Sakurada Akira, Takahashi Naoaki, Sato Masami, Miyagawa Yoshihiro, Matsumura Hirofumi, Murakami Gen
Department of Thoracic Surgery, Institute of Development, Aging and Cancer, Tohoku University, Sendai, Japan.
Surg Radiol Anat. 2005 Apr;27(2):94-9. doi: 10.1007/s00276-004-0297-0. Epub 2004 Dec 16.

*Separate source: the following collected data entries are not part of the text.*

PR #487, opened 2026-08-01
Cover the remaining stale cron generations, and state the migration contract

hamzamerzic:
Follow-up to #465, which merged before this landed.

#465 registered one locally-curated digest. Enumerating every historical version of `backend/scripts/seed-skills/cron.md` and testing each with the predicate #465's own test uses (`SERVICE_TOKEN=$(cat /data/service-token.txt)` or `using bearer token $SERVICE_TOKEN`) gives:

| digest | shows the insecure example | registered |
|---|---|---|
| `289336d78ad4` | yes | yes |
| `76ab03fd1281` | **yes** | **no** |
| `e4539739815b` | **yes** | **no** |
| `ed100cb496b8` | no (has the prohibition) | yes |
| `4815ad9d8b6e` | no (has the prohibition) | no |
| `55a350281a94` | no — this is the shipping seed | no |
| `9a3f75688e14` | no (has the prohibition) | no |

So two baked generations that still show the owner service token as the example an app job should read are unregistered. An instance sitting on either keeps the pre-app-token guidance after #465 shipped. This registers both.

It also does two smaller things:

- **States the contract the list actually follows.** The module docstring says an existing file is replaced only when it is "byte-for-byte a known baked predecessor, while every owner/agent-edited copy is preserved". The digest #465 added is by its own comment a locally-curated copy, so it cannot be reproduced from this repository's history and a reviewer has no way to audit what is being overwritten. Rather than remove a deliberate entry, this records the exception and its provenance so the docstring and the list agree.
- **Guards a mistake this class invites.** `55a350281a94` above is the digest of the seed currently shipping. Registering a current-seed digest is a silent no-op — the file is replaced with itself while the stale copy it was meant to catch goes untouched — and it reads exactly like a fix. A mistyped digest is likewise invisible. The new test asserts every registered digest is well-formed and is never the shipping seed's own.

### DIFF
--- a/backend/scripts/init_skills.py
+++ b/backend/scripts/init_skills.py
@@ -13,7 +13,16 @@ boot we add missing seed skills and apply only explicit, hash-gated migrations:
 an existing file is replaced when it is byte-for-byte a known baked predecessor,
 while every owner/agent-edited copy is preserved. A normal baked-seed edit does
 not propagate until its predecessor hash is deliberately registered below; this
-keeps urgent fix-forward migrations possible without blind overwrites. App-owned
+keeps urgent fix-forward migrations possible without blind overwrites.
+
+One narrow exception, and it is deliberate: a registered digest may name a
+known-bad OWNER-CURATED generation rather than a baked one, when that exact
+content is unsafe to leave in place (today: a `cron.md` copy that tells app
+jobs to read the owner service token). Such an entry is annotated with its
+provenance, because it cannot be reproduced from this repository's history and
+a reviewer would otherwise have no way to audit what is being overwritten. It
+remains an exact-hash match -- an owner edit that differs by one byte is still
+preserved. App-owned
 skills are not part of this seed tree; they arrive through manifests and their
 generic ownership sidecar.
 `.seed-version`/`SEED_VERSION` are kept as a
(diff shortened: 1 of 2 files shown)


hamzamerzic:
## Review synthesis

**Verdict: approve** — both models cleared it; one fair criticism of a test I wrote.

### [MINOR] The new test does not catch the case its own docstring claims

The guard I added asserts every registered digest is well-formed hex and is never the shipping seed's own digest. Its docstring also says "a mistyped digest is likewise invisible" — but the test does not catch a mistyped digest, because a typo still produces well-formed hex that differs from the current seed.

That is accurate. The honest scope is narrower: it catches the *no-op registration* (a digest that equals the shipping seed) and malformed entries, not a transcription error. A test that caught transcription would need the actual bytes each digest is supposed to represent, which is the thing the locally-curated entry by definition cannot supply.

**Fix:** trim the docstring to the property actually enforced, rather than implying broader coverage. I'd rather narrow the claim than add a test that cannot exist.

### [NIT] Docstring reflow splits a sentence

The added exception paragraph folded an unrelated sentence into it. Worth a re-read of that block.

**Merging this** — both models cleared the change, all four checks green, and the note above is a comment edit that can follow.

---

Some of the difficulties encountered during transbronchial lung biopsy through a flexible bronchofiberscope are due to anatomical reasons, namely the branching angles of some subsegmental bronchi from their mother bronchi are large, and differences in branching angles during respiration may also be large. This makes insertion of forceps difficult. We have sometimes experienced difficulties reaching the target lesion during a transbronchial approach. Which subsegmental bronchi make transbronchial lung biopsy/brushing difficult, and are such difficulties due to anatomical reasons? To answer these questions, we firstly surveyed 10 bronchologists regarding which five subsegmental bronchi they considered to be the most difficult for transbronchial biopsy/brushing. We then measured the branching angles of subsegmental bronchi in 106 cadaver lungs. Finally, in six volunteers, we also measured differences in branching angles of the subsegmental bronchi between the point of forced inspiration and the point of forced expiration on CT images. According to the survey, left B(1+2)c was considered to be the most difficult for insertion by nine doctors, followed by bilateral B6a by seven, right B1a by five, left B3a by five and left B(1+2)a by four. The results of our dissections showed that a branching angle of over 60 masculine was present in more than 10% of specimens in B3a, B6a and B6c in the right lung and in B(1+2)c, B3a, B6a and B6c in the left lung. In addition, three-dimensional reconstructed images revealed that the angles of some subsegmental bronchi changed during respiration. Inter-individual variations were present in most subsegmental bronchi. The direction of movement of each subsegmental bronchus during respiration varied. In addition, maximum degrees of difference in angles between volunteers were sometimes as much as 80 degrees . In conclusion, branching angles of subsegmental bronchi from their mother bronchi are large in B3a, B6a and B6c in the right lung and in B(1+2)c, B3a, B6a and B6c in the left lung. Most of these correspond to those which many bronchologists felt to be difficult for insertion. In addition, changes in the angles of subsegmental bronchi during respiration are likely to partially account for difficulties encountered during transbronchial approaches.
经可弯曲纤维支气管镜进行经支气管肺活检时遇到的一些困难是由于解剖学原因,即一些亚段支气管与其母支气管的分支角度较大,并且呼吸过程中分支角度的差异也可能很大。这使得活检钳的插入变得困难。我们在经支气管操作过程中有时会遇到难以到达目标病变的情况。哪些亚段支气管会使经支气管肺活检/刷检变得困难,以及这些困难是由于解剖学原因造成的吗?为了回答这些问题,我们首先就他们认为经支气管活检/刷检最难的五个亚段支气管,对10位支气管病学家进行了调查。然后我们测量了106具尸体肺中各亚段支气管的分支角度。最后,在6名志愿者中,我们还在CT图像上测量了用力吸气点和用力呼气点之间各亚段支气管分支角度的差异。根据调查,9位医生认为左B(1+2)c最难插入,其次,7位医生认为双侧B6a最难,5位医生认为右B1a最难,5位医生认为左B3a最难,4位医生认为左B(1+2)a最难。我们的解剖结果显示,右肺的B3a、B6a和B6c以及左肺的B(1+2)c、B3a、B6a和B6c中,超过10%的标本分支角度大于60度。此外,三维重建图像显示,一些亚段支气管的角度在呼吸过程中会发生变化。大多数亚段支气管存在个体间差异。每个亚段支气管在呼吸过程中的移动方向各不相同。此外,志愿者之间角度的最大差异有时可达80度。总之,右肺的B3a、B6a和B6c以及左肺的B(1+2)c、B3a、B6a和B6c中,亚段支气管与其母支气管的分支角度较大。其中大多数与许多支气管病学家认为难以插入的情况相对应。此外,亚段支气管在呼吸过程中的角度变化可能部分解释了经支气管操作过程中遇到困难的原因。